◆ **About this task**: The answer must be a single number: the count of lines in the listing that hold the string "bits".

◆ **Data records**:
───
PR #1618, opened 2024-10-25
Chore/2410 update

jrconlin:
## Description

Update py03

### DIFF
--- a/tokenserver-auth/src/oauth/py.rs
+++ b/tokenserver-auth/src/oauth/py.rs
@@ -21,7 +21,7 @@ use std::{sync::Arc, time::Duration};
 pub struct Verifier {
     // Note that we do not need to use an Arc here, since Py is already a reference-counted
     // pointer
-    inner: Py<PyAny>,
+    inner: Arc<Py<PyAny>>,
     timeout: u64,
     blocking_threadpool: Arc<BlockingThreadpool>,
 }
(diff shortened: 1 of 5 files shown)


tokenserver-auth/src/oauth/py.rs
```diff
@@ -21,7 +21,7 @@ use std::{sync::Arc, time::Duration};
 pub struct Verifier {
     // Note that we do not need to use an Arc here, since Py is already a reference-counted
```
pjenvey, line 22:
```suggestion
```

and note to myself: [Pyo3's migration guide](https://pyo3.rs/main/migration#pyclone-is-now-gated-behind-the-py-clone-feature) recommended moving to Arc<Py<>>

pjenvey (changes requested):
thanks for making this very limited in scope but I might wait till we get the tokenserver sentry client bits sorted out/released before merging this anyway

tokenserver-auth/src/oauth/py.rs
jrconlin: Thanks! forgot to clean up that comment.

jrconlin:
Yeah, zero rush on landing this. I figured I'd just do it quick while it was top of mind.

pjenvey (approved):

PR #1619, opened 2024-10-29
Rename MySQL error to use a more generic name

Eragonfr:
## Description

The MysqlError and related types can be reused by other SQL based backends. See PR #1520

## Testing

Test that everything still works like on master

## Issue(s)

Not really an issue but [here's the review](https://github.com/mozilla-services/syncstorage-rs/pull/1520#discussion_r1817098996) about splitting this from #1520

### DIFF
--- a/syncserver-db-common/src/error.rs
+++ b/syncserver-db-common/src/error.rs
@@ -5,17 +5,17 @@ use http::StatusCode;
 use syncserver_common::{from_error, impl_fmt_display, ReportableError};
 use thiserror::Error;
 
-/// Error specific to any MySQL database backend. These errors are not related to the syncstorage
+/// Error specific to any SQL database backend. These errors are not related to the syncstorage
 /// or tokenserver application logic; rather, they are lower-level errors arising from diesel.
 #[derive(Debug)]
-pub struct MysqlError {
-    kind: MysqlErrorKind,
+pub struct SqlError {
+    kind: SqlErrorKind,
     pub status: StatusCode,
     pub backtrace: Backtrace,
 }
 
 #[derive(Debug, Error)]
-enum MysqlErrorKind {
+enum SqlErrorKind {
     #[error("A database error occurred: {}", _0)]
     DieselQuery(#[from] diesel::result::Error),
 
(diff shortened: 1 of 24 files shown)


jrconlin:
For additional context:

eragonfr is working on the sqlite backend for syncstorage. One of the refactoring changes she would like to make is to qualify the `mysql` errors from general `SQL` errors so that she can introduce `sqlite` errors. Since hers will be the third storage engine, the refactor makes sense to me. 

I'd like to get y'all's opinion as well.

syncserver-db-common/src/error.rs
```diff
@@ -39,22 +39,22 @@ impl From<MysqlErrorKind> for MysqlError {
...
-            MysqlErrorKind::Pool(_) => false,
+            SqlErrorKind::Pool(_) => false,
             _ => true,
         }
     }
 
     fn metric_label(&self) -> Option<String> {
         Some(
             match self.kind {
-                MysqlErrorKind::DieselQuery(_) => "storage.mysql.error.diesel_query",
```
jrconlin, line 54: These metric changes do not impact our dashboards.

jrconlin (approved):

jrconlin:
I'll poke the other two to get another review before I land this. (Sorry, things have been a bit chaotic over here.)

syncserver-db-common/src/error.rs
```diff
@@ -5,17 +5,17 @@ use http::StatusCode;
 use syncserver_common::{from_error, impl_fmt_display, ReportableError};
 use thiserror::Error;
 
-/// Error specific to any MySQL database backend. These errors are not related to the syncstorage
+/// Error specific to any SQL database backend. These errors are not related to the syncstorage
 /// or tokenserver application logic; rather, they are lower-level errors arising from diesel.
```
pjenvey, line 9: This comment still stands and I think suggests a clearer name for this: `DieselError`, how does that sound?

taddes (approved):
👍

syncserver-db-common/src/error.rs
jrconlin: Honestly, I'm fine either way, but I do appreciate the concept of having a more generic `SqlError` for the reason that @Eragonfr notes. I don't really see us replacing diesel any time soon, but the sources of the error being reported are coming from the underlying SQL system. `DieselError` type should be reserved for errors arising from the diesel system directly (e.g. failure to connect to the data store, or some configuration break).

Issue #2110, opened 2014-12-03
Add not existing License


EnxEng:
I have tried to add a new license to CKAN.
I followed the documentation:
http://docs.ckan.org/en/943-writing-extensions-tutorial/configuration.html#licenses-group-url

and so, created a new json, by merging it with the one online:
http://licenses.opendefinition.org/licenses/groups/ckan.json

But a have an error, when creating a new dataset:
KeyError: 'is_okd_compliant'

In fact I have noticed from the source code, you changaed somethin in the revisiotns, and in order to make License, transatable, you have diffrent keys, fomr the ones officialy used by ODK.
I notices that all keys are the same, except for:
            'is_generic',
            'is_okd_compliant',
            'is_osi_compliant',

that you use in ckan/model/license.py
where, Open Definition, uses:
  "od_conformance": 
  "osd_conformance".

I think that keys in the source code should be updated.

kapucko:
I got the same problem. Do you have a solutions @EnxEng?

kapucko:
I added keys 'is_okd_compliant' and 'is_osi_compliant' to each license in json...

Conzar:
I have found this error when preparing to demonstrate a different error (with spatial extension).  This error is reproducible here: 
https://bitbucket.org/landcareresearch/vagrant-ckan-spatial-error

joetsoi:
yeah the opendefinition license.json is missing is_okd_compliant which causes ckan to break, I will bring it up in tomorrows dev meeting to decided whether we should fix license.json or remove the checks for is_okd_compliant references from ckan.

joetsoi:
@Conzar I recommend for now you create a new license.json and set your license_group_url to that you can generate the right one using the ridiculous oneliner

`curl http://licenses.opendefinition.org/licenses/groups/ckan.json | jq 'map(.+{is_okd_compliant: (if .od_conformance == "approved" then true else false end)})' | jq 'map(.+{is_osi_compliant: (if .osd_conformance == "approved" then true else false end)})'`

although I'm sure you could do it in one jq command

davidread:
I've done a pull request for moving to the new keys: https://github.com/ckan/ckan/pull/2391
I can't see any reason to be left behind licenses.opendefinition.org

metaodi:
@joetsoi @davidread 
[...]

PR #2391, opened 2015-04-13
[#2110] Update license keys to match opendefinition.org.

davidread:
It is backward compatible with old licence files.

The only mild concern is that in extensions, if monkeying with this, people have used license.isopen() as it is designed (rather than license.is_okd_compliant which is more esoteric). It's a bit of pain to smoothe this, since there are three ways that the license keys are presented ( license.is_okd_compliant, license['is_okd_compliant'] & license.as_dict()['is_okd_compliant']) and you'd have to fix it in all three. Unless you store both keys, and I'd rather not see the old keys when the licence is shown in the CKAN API.


davidread:
Backwards compatibility now sorted. Ready for review @joetsoi

davidread:
Ping @joetsoi Hopefully this is straightforward to review, with clear tests.

Issue #2350, opened 2015-03-16
User schema improperly validated


KrzysztofMadejski:
Commit with correction will follow. UserController.edit is calling completly wrong function to validate schema

KrzysztofMadejski:
Forked from stable CKAN 2.3

KrzysztofMadejski:
:)

PR #2393, opened 2015-04-14
[#2350] Fix validation of user schema.

davidread:
See issue: https://github.com/ckan/ckan/issues/2350

I've not written any tests for this as it is a reasonably big job to setup a test extension, inherit UserController and setup routes. I don't think we're very happy with how the user schema is customized - it would make sense to convert to an IUserForm, so investing in this old way seems pointless. So I suggest we just fix this as @KrzysztofMadejski suggests and not worry about a test until this area is looked at properly by someone.

BTW @KrzysztofMadejski inherits UserController and adds an extra validator and a couple of new fields:
https://github.com/DanePubliczneGovPl/ckanext-danepubliczne/blob/develop/ckanext/danepubliczne/controllers/user.py#L79

### DIFF
--- a/ckan/templates/user/edit_user_form.html
+++ b/ckan/templates/user/edit_user_form.html
@@ -1,6 +1,6 @@
 {% import 'macros/form.html' as form %}
 
-<form class="dataset-form form-horizontal" method="post" action="{{ action }}">
+<form id="user-edit" class="user-form form-horizontal" method="post" action="{{ action }}">
   {{ form.errors(error_summary) }}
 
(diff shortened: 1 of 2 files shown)


KrzysztofMadejski:
+1 for *IUserForm* :)

davidread:
I'll just add a basic functional test for editing a user.

davidread:
I've added the test, so ready for review.

davidread:
This is a one-line fix with a test, ready for review, ping @amercader ;-)

PR #2327, opened 2015-02-27
Allows creating dataset without the need to specify resource

Jan-Marcek:
Now in the second stage of creating dataset, it's needed to specify at least one resource. Otherwise it's not possible to continue to the next stage of creating dataset.

This enhancement adds new property "ckan.dataset.create.require.resource". If its not specified or has value "True", CKAN behaves normally (requires resource). If it's value is "False", you can continue to the next stage.

PR #2392, opened 2015-04-15
Refering to non-existing action when creating new dataset

wardi:
This causes 404 Not Found http error

When creating new dataset you can replicate this error with following steps:
1. Click create new dataset
2. go to second "new resource" stage, input the info for the resource and click "Save & add another"
3. click "Finish" button

The cause is commit https://github.com/ckan/ckan/commit/beef24f7e0956ee5a5a00db0237da37ea8a52aa4
in ckan/controllers/package.py removes the new_metadata action, but its still referenced in new_resource method [here](https://github.com/ckan/ckan/blob/b5c43f0ece24f8ff2fd4dd05651a11c1f8e9e23d/ckan/controllers/package.py#L673-L700) (line 700)

its also referenced in the [_save_new](https://github.com/ckan/ckan/blob/b5c43f0ece24f8ff2fd4dd05651a11c1f8e9e23d/ckan/controllers/package.py#L933-L937) method, but I couldn't confirm the steps to cause this error.

and in the [ckan/config/routing.py](https://github.com/ckan/ckan/blob/b5c43f0ece24f8ff2fd4dd05651a11c1f8e9e23d/ckan/config/routing.py#L225) it wasn't removed

### DIFF
--- a/ckan/config/routing.py
+++ b/ckan/config/routing.py
@@ -222,7 +222,6 @@ def make_map():
                   ])))
         m.connect('/dataset/{action}/{id}',
                   requirements=dict(action='|'.join([
-                      'new_metadata',
                       'new_resource',
                       'history',
                       'read_ajax',
--- a/ckan/controllers/package.py
+++ b/ckan/controllers/package.py
@@ -695,9 +695,13 @@ class PackageController(base.BaseController):
                         errors = {}
                         error_summary = {_('Error'): msg}
                         return self.new_resource(id, data, errors, error_summary)
-                # we have a resource so let them add metadata
+                # XXX race condition if another user edits/deletes
+                data_dict = get_action('package_show')(context, {'id': id})
+                get_action('package_update')(
+                    dict(context, allow_state_change=True),
+                    dict(data_dict, state='active'))
                 redirect(h.url_for(controller='package',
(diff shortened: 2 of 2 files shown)


wardi:
converted to PR with the fix referenced by @mvi-eea-sk

wardi:
@mvi-eea-sk instead of copying the go-metadata code from below can't we just remove the redirect?

mvi-eea-sk:
@wardi no, the creation process needs to be completed there

current (should be) state:
you add resource through the "Save & add another", but you change your mind and you don't want to add another one so you click "Finish" and dataset is created.

if the redirect is removed:
you add resource through the "Save & add another", but you change your mind and you don't want to add another one so you click "Finish" and ... it won't let you finish the process. You would have to create another resource and delete it afterwards.

Removing the redirect won't cause any errors (checked it) but isn't user friendly at all.

Also, in the #2327 it is made so, that you won't need to add the resource at all and it's counting on the redirect.

wardi:
@amercader what's the protocol, do I need to ping you for backports or is adding some tags enough?

amercader:
@wardi labels should be all right.

I think it's time to prepare patch releases, there is enough stuff already.

PR #2406, opened 2015-04-24
Major revision/update/completion of Greek translation of CKAN 2.2.x

kalxas:
Full Greek translation of CKAN 2.2 as it will appear in geodata.gov.gr


amercader:
This is great @kalxas !

Rather than merge the translation file directly into the repo, can you upload the po file to Transifex?

https://www.transifex.com/projects/p/ckan/resource/2-2/

This way it will get pulled from Transifex with the rest of the languages before releasing 2.2.3. I believe you have permissions to edit the translations there but let me know if not.

Σας ευχαριστώ πολύ!

kalxas:
Hi @amercader 
This is a major edit, not a review, so it would be better to merge here and then copy from here to transifex.

amercader:
@kalxas that sounds good, as long as Transifex is updated asap after the merge to avoid conflicts

kalxas:
@amercader yes, I will update transifex right after the merge. Thanks!

amercader:
@kalxas 2 formatting errors:
```
paster check-po-files ckan/i18n/el/LC_MESSAGES/ckan.po         

Checking file ckan/i18n/el/LC_MESSAGES/ckan.po
    Format specifiers don't match:
    Show More {facet_type} -> Εμφάνιση Περισσοτέρων
    Format specifiers don't match:
    Show Only Popular {facet_type} -> Εμφάνιση Μόνο των Δημοφιλέστερων
```

kalxas:
@amercader actually this is an intentional fix: 
In order to use {facet_type} in this case in a Greek translation, we would need to conjugate each facet type according to gender for the whole sentence to make sense. 
Nouns in Greek have cases (nominative, genitive etc) and also they have genders (a group is a female and an organization is a male), so those messages are not generic if we retain the facet type. What you see is the Greek plural genitive which includes all.

amercader:
@kalxas cool, we should probably just update the string to "Show more" and "Show less" in future versions.

Merged now, I'll compile the mo file before the release, please update the translations on Transifex

kalxas:
Thanks @amercader I will update transifex now

kalxas:
done

PR #2407, opened 2015-04-27
Support for new reCAPTCHA v2.0

AdzRivers:
Support for the new reCAPTCHA on the registration form as seen here: https://www.google.com/recaptcha/intro/index.html.

newrecaptchasupport

### DIFF
--- a/ckan/config/deployment.ini_tmpl
+++ b/ckan/config/deployment.ini_tmpl
@@ -115,6 +115,7 @@ ckan.preview.loadable = html htm rdf+xml owl+xml xml n3 n-triples turtle plain a
 # package_hide_extras = for_search_index_only
 #package_edit_return_url = http://another.frontend/dataset/<NAME>
 #package_new_return_url = http://another.frontend/dataset/<NAME>
+#ckan.recaptcha.version = 1
 #ckan.recaptcha.publickey =
 #ckan.recaptcha.privatekey =
 #licenses_group_url = http://licenses.opendefinition.org/licenses/groups/ckan.json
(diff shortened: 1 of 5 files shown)


amercader:
Many thanks for this @AdzRivers, seems like a useful addition.
AFAICT v2.0 is still a relatively recent technology and some people may want to keep their existing implementation on their sites. Perhaps we could keep support for the previous version adding a `ckan.recaptcha.version` config option that allows you to choose which version to load, and the code to handle the request differently.

What do you think?

AdzRivers:
@amercader I've added a config option called `ckan.recaptcha.version`, which changes the version of the recaptcha api used.

AdzRivers:
@TkTech Well spotted, thanks for that! They're now fixed.

astatke:
I was trying to hide the "Privacy and Terms" using this css but to no avail:
.rc-anchor-pt {display: none;}

Could you advise as to how to achieve that?

mattfullerton:
Try visibility: hidden;

astatke:
mattfullerton - thank you for your prompt response.

Unfortunately, it still doesn't work with visibility: hidden;

mattfullerton:
Do you have an instance of the change running publicly? Depending on what order different CSS files are getting loaded, your change might be getting overridden.

astatke:
It is still in development. Below is a screenshot on my followup findings/question:
styling-recaptcha

mattfullerton:
Why exactly do you want to remove privacy and terms? ;-)

Assuming the method you suggest is possible, maybe you can use a different kind of selector ($("iframe")) with jquery to get a hold of the iframe instead of the id.

astatke:
I guess leaving the labels as is should be OK too :)

I will give it a shot and let you know my findings.

~cheers and have a great day

Issue #2387, opened 2015-04-04
recline_map_view does not recognize GeoJSON fileds


u10313335:
If we try to create a recline_map_view (CKAN 2.3+) for data stored in the DataStore, the GeoJSON fields can not be listed since they are "text" fields rather than "numeric" fields.

It can be fixed by adding "text" type to the ReclineMapView extension (tested in my CKAN instance):

```diff
diff --git a/ckanext/reclineview/plugin.py b/ckanext/reclineview/plugin.py
index 20e204b..cc59163 100644
--- a/ckanext/reclineview/plugin.py
+++ b/ckanext/reclineview/plugin.py
@@ -178,7 +178,7 @@ class ReclineMapView(ReclineViewBase):

     datastore_fields = []

-    datastore_field_types = ['numeric']
+    datastore_field_types = ['numeric', 'text']

     def list_map_field_types(self):
         return [t['value'] for t in self.map_field_types]
```

If the above solution is right, I will send a PR then.

amercader:
Fix in #2537

u10313335:
Confirmed. Bug fixed. Thank you all!

PR #2411, opened 2015-04-30
Fixes https://github.com/ckan/ckan/issues/2387

mattfullerton:
As proposed in https://github.com/ckan/ckan/issues/2387. It would have been nice to differentiate between the geojson field and the lat/long fields, but it's not possible without big changes elsewhere. I know this is assigned to someone else, but I need it now! ;-)


amercader:
Closing this in favour of #2537, as that fix does not mix types between lat/lon and geojson.

PR #2413, opened 2015-05-02
Fixes #2410 by upgrading leaflet cluster plugin

### LINKED ISSUE #2410: Clustering markers in CKAN 2.3
Specific markers are not shown when zooming in, while when clicking the area they are shown ok. 

After zooming in and out clusters don't come back to theri original position.

Problem:
http://dp-dev.epf.p5.tiktalik.io/dataset/testowa-baza/resource/e5a1e2ef-49e8-463a-bf9b-44070d5085d2

While it work ok in http://demo.ckan.org/dataset/mazowieckie-jst/resource/e06d2626-a5c7-420f-8238-570f0dc21b36

I see that Leaflet was updated from 0.4.4 to 0.7.3. Maybe some code around it was not updated?

markers_ok
markers_problem

mattfullerton:
This has also been done in the central recline repo


brew:
This is good to go, @amercader.

amercader:
Thanks for the patch @mattfullerton

PR #2414, opened 2015-05-03
Clean up unused storage code

nigelbabu:
We don't use the upload bits and bobs in the old storage code. All we have left is the code that will let you still download the old files. I suspect this can be left in for another release so that there is an upgrade path from 2.1 to 2.4.

I'd be strongly in favor of dumping the whole thing after the next release. I need to test this. A bit complicated because I need to use the 2.1 datastore and upgrade to master and confirm that migration works. Bah.


nigelbabu:
More code needs to be removed, but it doesn't have to happen all at once.

davidread:
Forgive me for being clueless, but where do file uploads get stored now, since this part is being removed? Perhaps this should be explained in the changelog?

amercader:
The code being removed in this PR is the old OFS based used up until 2.1. There are more details [here](http://docs.ckan.org/en/latest/maintaining/filestore.html#filestore-21-to-22-migration).

The "new" code (since 2.2) that handles uploads is at [`lib/uploader.py`](https://github.com/ckan/ckan/blob/master/ckan/lib/uploader.py). Files still get stored to the server but with a more sane layout and URLs, and with permissions checks.

davidread:
Ah good, thanks for explaining. I see the migration info is in the changelog for 2.2 too.

PR #2164, opened 2015-05-06
Default configurations allow anyone to "pretend they hacked the site"

amercader:
I just noticed that someone used the default configurations to pretend they hacked a site by just creating a new dataset which does not look good for those who installed CKAN without configuring the authentication.

I propose we change the default configurations to require users to be in organisations to create datasets (and disallow unowned datasets).

That is change the ``ckan.auth.create_unowned_dataset`` and ``ckan.auth.create_dataset_if_not_in_organization`` defaults to ``False`` instead of ``True``.

### DIFF
--- a/ckan/config/deployment.ini_tmpl
+++ b/ckan/config/deployment.ini_tmpl
@@ -62,10 +62,10 @@ ckan.site_url =
 ## Authorization Settings
 
 ckan.auth.anon_create_dataset = false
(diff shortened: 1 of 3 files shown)


amercader:
@davidread we got bitten by this again so I went and update the settings and docs.
Just unassigning you so it's flagged on the meeting, but if you want to have a look and merge if happy that would be great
───
◆ **Exercise response**: 2